Richard Barrington
- Born: Richard Barrington 24 September 1990 (age 36) Gloucester, England
- Height: 1.86 m (6 ft 1 in)
- Weight: 123 kg (19 st 5 lb)
- University: Hartpury College

Rugby union career
- Position: Loosehead Prop

Amateur team(s)
- Years: Team / Apps / (Points)
- 2011–2012: Hartpury College / 22 / (50)
- Correct as of 1 September 2018

Senior career
- Years: Team / Apps / (Points)
- 2012–2013: Jersey / 22 / (10)
- 2013–2022: Saracens / 232 / (75)
- 2013: → Bedford Blues / 1 / (0)
- 2022–2024: Agen / 35 / (5)
- 2024-: Ampthill / 38 / (10)
- Correct as of 23 May 2022

National sevens team
- Years: Team /  / Comps
- 2011: Curaçao 7s /  / 4

= Richard Barrington (rugby union) =

English rugby union player

Richard Barrington (born 24 September 1990) is an English professional rugby union player. He plays at prop for Saracens. It was announced on 23 May 2022 that he would leave for French Pro D2 club, Agen at the end of the 2021/22 season.
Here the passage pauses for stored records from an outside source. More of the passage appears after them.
PR #30, opened 2020-02-03
Move accessToken checking into middleware, route /api calls through Express Middleware

johnworth:
This pulls the logic for checking the accessToken out of the handlers and into a very basic Express middleware function.

Creates a new Express router and uses the new middleware on it. Change the /api/upload and /api/download endpoints to be routed with the new router.

This is all to show how we can proxy requests to terrain.

### DIFF
--- a/src/server/index.js
+++ b/src/server/index.js
@@ -102,9 +102,12 @@ app.prepare()
         });
 
         const api = express.Router();
-        api.use(authStrategy.authnTokenMiddleware);
-        api.post("/upload", uploadHandler);
-        api.get("/download", downloadHandler);
+        api.post("/upload", authStrategy.authnTokenMiddleware, uploadHandler);
+        api.get(
+            "/download",
+            authStrategy.authnTokenMiddleware,
+            downloadHandler
+        );
 
         server.use("/api", api, (req, res) => {
             res.sendStatus(401);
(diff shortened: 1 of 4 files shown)


src/server/index.js
```diff
@@ -101,8 +101,14 @@ app.prepare()
...
-        server.post("/api/upload", uploadHandler);
-        server.get("/api/download", downloadHandler);
+        const api = express.Router();
+        api.use(authStrategy.authnTokenMiddleware);
+        api.post("/upload", uploadHandler);
+        api.get("/download", downloadHandler);
+
+        server.use("/api", api, (req, res) => {
+            res.sendStatus(401);
+        });
```
slr71: I was thinking we'd probably let terrain handle returning the 401, and if terrain is managing the decision about whether or not auth is required then we can probably make due without the middleware. At the very least, I think we'd want the middleware to be applied to specific endpoints where we know it'll be required. Otherwise, it becomes harder to add API endpoints that allow anonymous API access later.

johnworth: I modified the middleware to add the token to the request so it will get passed along to terrain automatically when the req.pipe() function is used.

I've also modified it so that the middleware is applied on a per-router basis, not to the entire router.

johnworth: I've just modified the middleware to only pass along the authorization header if the token is present in the user object.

During his time at Saracens he won four Premiership titles in 2015, 2016, 2018 and 2019, with Barrington featuring in all four finals. He also helped Saracens win the European Champions Cup in 2016, 2017 and 2019, though missed the 2017 final through injury. He will remain at Saracens until at least 2022.